Twitter sentiment analysis on a string

发布于 2020-03-27 10:23:34

I've written a program that takes a twitter data that contains tweets and labels (0 for neutral sentiment and 1 for negative sentiment) and predicts which category the tweet belongs to. The program works well on the training and test Set. However I'm having problem in applying prediction function with a string. I'm not sure how to do that.

I have tried cleaning the string the way I cleaned the dataset before calling the predict function but the values returned are in wrong shape.

import numpy as np
import pandas as pd
from nltk.corpus import stopwords
from nltk.stem.porter import PorterStemmer
ps = PorterStemmer()
import re

#Loading dataset
dataset = pd.read_csv('tweet.csv')

#List to hold cleaned tweets
clean_tweet = []

#Cleaning tweets
for i in range(len(dataset)):
    tweet = re.sub('[^a-zA-Z]', ' ', dataset['tweet'][i])
    tweet = re.sub('@[\w]*',' ',dataset['tweet'][i])
    tweet = tweet.lower()
    tweet = tweet.split()
    tweet = [ps.stem(token) for token in tweet if not token in set(stopwords.words('english'))]
    tweet = ' '.join(tweet)
    clean_tweet.append(tweet)

from sklearn.feature_extraction.text import CountVectorizer
cv = CountVectorizer(max_features = 3000)
X = cv.fit_transform(clean_tweet)
X =  X.toarray()
y = dataset.iloc[:, 1].values

from sklearn.model_selection import train_test_split
X_train, X_test, y_train, y_test = train_test_split(X, y)

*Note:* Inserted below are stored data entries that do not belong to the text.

PR #38, opened 2019-01-02
SF-1226: Re-implement linter

jrmykolyn:


package.json
```diff
@@ -24,6 +24,14 @@
     "bundle:prod": "cross-env NODE_ENV=production webpack --config webpack.config.js",
     "docs": "typedoc --readme none ."
   },
+  "prettier": {
```
Vic-Dev: Why did you leave the other `prettier` configurations in the package.jsons?

jmbtutor: I don't remember, but it looks like it'll be fine without it. I'll remove them.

from sklearn.naive_bayes import GaussianNB
n_b = GaussianNB()
n_b.fit(X_train, y_train)
y_pred  = n_b.predict(X_test) 

some_tweet = "this is a mean tweet"  # How to apply predict function to this string
Questioner
Imanpal Singh
Viewed
80
Toodle Pip 2019-07-03 22:50

Use cv.transform([cleaned_new_tweet]) on your new string to transform your new Tweet to your existing document-term matrix. That will return the Tweet in the correct shape.